*** Begin section ***

PR #18387, opened 2024-07-18
Fixed #18296 -- Create custom target directory if missing in startproject and startapp

browniebroke:
# Trac ticket number

ticket-18296

# Branch description

Given the following project structure, where `apps` is a directory:

```
.
├── apps
├── manage.py
└── myproject
    ├── __init__.py
    ├── asgi.py
    ├── settings.py
    ├── urls.py
    └── wsgi.py
```

If I run:

```bash
$ django-admin startapp app1 apps/app1
CommandError: Destination directory '/Users/bruno/.../myproj/apps/app1' does not exist, please create it first.
```

This can cause some friction with beginners, and it feels like it would be something that Django could create out of the box. 

The code is shared with `startproject`, so this PR is doing it for both, as I couldn't find a reason why not.

# Checklist

### DIFF
--- a/django/core/management/templates.py
+++ b/django/core/management/templates.py
@@ -46,7 +46,9 @@ class TemplateCommand(BaseCommand):
     def add_arguments(self, parser):
         parser.add_argument("name", help="Name of the application or project.")
         parser.add_argument(
-            "directory", nargs="?", help="Optional destination directory"
+            "directory",
+            nargs="?",
+            help="Optional destination directory, this will be created if needed.",
         )
         parser.add_argument(
             "--template", help="The path or URL to load the template from."
@@ -105,10 +107,10 @@ class TemplateCommand(BaseCommand):
             if app_or_project == "app":
                 self.validate_name(os.path.basename(top_dir), "directory")
             if not os.path.exists(top_dir):
-                raise CommandError(
-                    "Destination directory '%s' does not "
-                    "exist, please create it first." % top_dir
-                )
+                try:
+                    os.makedirs(top_dir)
+                except OSError as e:
+                    raise CommandError(e)
 
         # Find formatters, which are external executables, before input
         # from the templates can sneak into the path.
--- a/docs/ref/django-admin.txt
+++ b/docs/ref/django-admin.txt
@@ -1266,9 +1266,13 @@ By default, :source:`the new directory <django/conf/app_template>` contains a
 ``models.py`` file and other app template files. If only the app name is given,
 the app directory will be created in the current working directory.
 
-If the optional destination is provided, Django will use that existing
-directory rather than creating a new one. You can use '.' to denote the current
-working directory.
+If the optional destination is provided, Django will use that name instead. If
+the directory with the given name doesn't exist, it will be created. You can
+use '.' to denote the current working directory.
+
+.. versionchanged:: 6.0
+
+    Automatic creation of the destination directory was added.
 
 For example:
 
@@ -1378,9 +1382,14 @@ If only the project name is given, both the project directory and project
 package will be named ``<projectname>`` and the project directory
 will be created in the current working directory.
 
-If the optional destination is provided, Django will use that existing
-directory as the project directory, and create ``manage.py`` and the project
-package within it. Use '.' to denote the current working directory.
+If the optional destination is provided, Django will use that name as the
+project directory, and create ``manage.py`` and the project package within it.
+If the directory with the given name doesn't exist, it will be created. Use '.'
+to denote the current working directory.
+
+.. versionchanged:: 6.0
+
+    Automatic creation of the destination directory was added.
 
 For example:
 
--- a/tests/admin_scripts/tests.py
+++ b/tests/admin_scripts/tests.py
@@ -2843,8 +2843,7 @@ class StartProject(LiveServerTestCase, AdminScriptTestCase):
 
     def test_custom_project_destination_missing(self):
         """
-        Make sure an exception is raised when the provided
-        destination directory doesn't exist
+        Create the directory when the provided destination directory doesn't exist.
         """
         template_path = os.path.join(custom_templates_dir, "project_template")
         args = [
@@ -2857,12 +2856,8 @@ class StartProject(LiveServerTestCase, AdminScriptTestCase):
         testproject_dir = os.path.join(self.test_dir, "project_dir2")
         out, err = self.run_django_admin(args)
         self.assertNoOutput(out)
-        self.assertOutput(
-            err,
-            "Destination directory '%s' does not exist, please create it first."
-            % testproject_dir,
-        )
-        self.assertFalse(os.path.exists(testproject_dir))
+        self.assertNoOutput(err)
+        self.assertTrue(os.path.exists(testproject_dir))
 
     def test_custom_project_template_with_non_ascii_templates(self):
         """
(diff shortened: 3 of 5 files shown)


browniebroke:
I _think_ the failing jobs are failing to start due to some infra issues: `java.io.IOException: No space left on device`

Going to assume they're unrelated, but let me know if I miss anything

docs/ref/django-admin.txt
```diff
@@ -1372,9 +1372,10 @@ If only the project name is given, both the project directory and project
...
 
-If the optional destination is provided, Django will use that existing
-directory as the project directory, and create ``manage.py`` and the project
-package within it. Use '.' to denote the current working directory.
+If the optional destination is provided, Django will use that name as the
+project directory, and create ``manage.py`` and the project package within it.
+If the directory with the given name doesn't exist, it will be created. Use '.'
+to denote the current working directory.
 
 For example:
```
ryancheley, line 1380: Can we call out in the example what this new feature is doing? Something like

For example:

    django-admin startapp myapp /Users/jezdez/Code/myapp/newdirectory

Will create a new directory called `newdirectory` where the app will have its code placed.

ryancheley:
@browniebroke this looks great. I added a few comments but overall 💯

docs/ref/django-admin.txt
browniebroke: I'm not sure this is a good example... The example shopws the `startproject` command, and as written currently, it implies that the project is being created at `/Users/jezdez/Code/myproject_repo`. 

I could however add a line below the command:

> It will create the directory `myproject_repo` if needed, where the project will have its code placed.

What do you think?

tests/admin_scripts/tests.py
```diff
@@ -3099,6 +3095,21 @@ def test_template(self):
                 content,
             )
 
+    def test_custom_app_destination_missing(self):
```
sarahboyce, line 3098: Please add more complex examples, such as nested directories which do not exist

django/core/management/templates.py
```diff
@@ -105,10 +105,10 @@ def handle(self, app_or_project, name, target=None, **options):
...
                 self.validate_name(os.path.basename(top_dir), "directory")
             if not os.path.exists(top_dir):
-                raise CommandError(
-                    "Destination directory '%s' does not "
-                    "exist, please create it first." % top_dir
-                )
+                try:
+                    os.makedirs(top_dir)
+                except OSError as e:
+                    raise CommandError(e)
```
sarahboyce, line 111: The error handling is missing a test

sarahboyce (commented):
Thank you! I have initial comments

Note that we need `.. versionchanged:: 6.0` notes for both startapp and startproject.
Also the tutorial currently asks the user to create the directory for the project. We may want to think about updating that

browniebroke:
> Also the tutorial currently asks the user to create the directory for the project. We may want to think about updating that

I've updated it, but now that I think about it, I'm wondering whether **now** is the right time to do so... If/when this is merged, the tutorial will be published at the `dev` version (e.g. https://docs.djangoproject.com/en/dev/intro/tutorial01/#creating-a-project) and I assume that some folks might land on this page before v6.0 is released, and would miss the "create directory" step.

Leaving this step in the tutorial still works in v6.0, but removing it would add friction for earlier versions.

django/core/management/templates.py
browniebroke: > Should I mock `os.makedirs` to raise a specific error to make the test more deterministic?

I've gave this a try

browniebroke: Well, that didn't work because the `self.run_django_admin` helper runs the command in a subprocess. As far as I undertsnad, the mock is applied in the current process, so doesn't trigger. I've tried another approach: by setting the parent directory to be read-only.

LilyFoote (approved):

django/core/management/templates.py
```diff
@@ -105,10 +105,10 @@ def handle(self, app_or_project, name, target=None, **options):
             if app_or_project == "app":
                 self.validate_name(os.path.basename(top_dir), "directory")
             if not os.path.exists(top_dir):
-                raise CommandError(
-                    "Destination directory '%s' does not "
-                    "exist, please create it first." % top_dir
-                )
+                try:
+                    os.makedirs(top_dir)
```
g-nie, line 109: I wonder if it makes sense to rename the `top_dir` variable to something more generic, since we support nested subdirectories now.

Hikari:
@browniebroke I checked the docs, ran the tests and tested it. It looks good to me.

TomHall2020 (changes requested):
Reviewing this:
### Documentation
- [x] Docs build, read ok, changes are reported in the tutorial and cli reference.
- [x] A search on the docs for `django-admin startproject` didn't come up with anything else that needs adjusting in my opinion.
- [x] Release note is included
- [x] I think it might be helpful to include something in the help text on the cli command itself to signal that it can create a missing destination, currently it has no changes and reads as follows:
```
positional arguments:
  name                  Name of the application or project.
  directory             Optional destination directory 
...
```

### Tests
- [x] Test suite is passing
- [x] New tests are written and look suitable.

### Code changes
- [x] Looks good, fairly small changes.

### PR
- [ ] Needs to be [one squashed commit](https://docs.djangoproject.com/en/dev/internals/contributing/writing-code/submitting-patches/#contribution-checklist)

django/core/management/templates.py
browniebroke: Humm, sure, I don't really mind... The command line argument is called `target`, so guess it could build on that:`target_dir` or maybe `target_path`? What do you think?

browniebroke:
> * I think it might be helpful to include something in the help text on the cli command itself to signal that it can create a missing destination

Great idea, added. Thanks!

django/core/management/templates.py
g-nie: Either sounds good to me, thanks!

TomHall2020:
All good for me now 👍

TomHall2020 (approved):

g-nie (approved):

browniebroke:
Rebased and squashed all the commits into one as per contribution guidelines

sarahboyce (commented):
Thank you @browniebroke and everyone for all the reviews :star: 

I was going through and when testing locally I tried to create an app within an app, this raised an error:
```
(test-django-package) sarahboyce@sarahboyce-ThinkPad-E15-Gen-4:~/Documents/Django-notes/Projects/test-django-package/mysite$ python manage.py startapp app75 app7/app75
  File "/home/sarahboyce/Documents/Django-notes/Projects/test-django-package/mysite/manage.py", line 22, in <module>
    main()
  File "/home/sarahboyce/Documents/Django-notes/Projects/test-django-package/mysite/manage.py", line 18, in main
  File "/home/sarahboyce/.pyenv/versions/test-django-package/lib/python3.12/site-packages/django/core/management/__init__.py", line 442, in execute_from_command_line
    utility.execute()
  File "/home/sarahboyce/.pyenv/versions/test-django-package/lib/python3.12/site-packages/django/core/management/__init__.py", line 436, in execute
    self.fetch_command(subcommand).run_from_argv(self.argv)
  File "/home/sarahboyce/.pyenv/versions/test-django-package/lib/python3.12/site-packages/django/core/management/base.py", line 416, in run_from_argv
    self.execute(*args, **cmd_options)
  File "/home/sarahboyce/.pyenv/versions/test-django-package/lib/python3.12/site-packages/django/core/management/base.py", line 460, in execute
    output = self.handle(*args, **options)
             ^^^^^^^^^^^^^^^^^^^^^^^^^^^^^
  File "/home/sarahboyce/.pyenv/versions/test-django-package/lib/python3.12/site-packages/django/core/management/commands/startapp.py", line 14, in handle
    super().handle("app", app_name, target, **options)
  File "/home/sarahboyce/.pyenv/versions/test-django-package/lib/python3.12/site-packages/django/core/management/templates.py", line 207, in handle
    with open(new_path, "w", encoding="utf-8") as new_file:
FileNotFoundError: [Errno 2] No such file or directory: '/home/sarahboyce/Documents/Django-notes/Projects/test-django-package/mysite/app7/app75/migrations/migrations/__init__.py'
```
Can you take a look?

browniebroke:
Nice catch. Quick question: did you rebase from main or did you only split the commit into 2? I'm pretty confident CI was green last night but it's now broken. I _think_ the split when wrong because the variable was renamed from `top_dir` -> `target_path` and then changed to `target_dir`, but `target_dir` is already used in `main` further down in the file:

https://github.com/django/django/blob/fbdbccf27a7d969a92e6ab8d2b7754e21e69b050/django/core/management/templates.py#L164

That might explain why we're getting `migrations` twice in the path `test-django-package/mysite/app7/app75/migrations/migrations/__init__.py`, as we're joining from the wrong base path? 

In the interest of keeping this PR focused, I'm tempted to keep the `top_dir` name? Open to suggestions for better names :)

browniebroke:
> I was going through and when testing locally I tried to create an app within an app

I've added a test to cover this specific case `test_custom_name_with_app_within_other_app` - let me know if you're happy with the approach or if you have any suggestions. Thanks!

sarahboyce (approved):
Thank you! :star:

*** End section ***

**Goal of the exercise:** Copy out each line carrying the string "changes" from the data.

**Answer below:**
TomHall2020 (changes requested):
- [x] Docs build, read ok, changes are reported in the tutorial and cli reference.
- [x] I think it might be helpful to include something in the help text on the cli command itself to signal that it can create a missing destination, currently it has no changes and reads as follows:
### Code changes
- [x] Looks good, fairly small changes.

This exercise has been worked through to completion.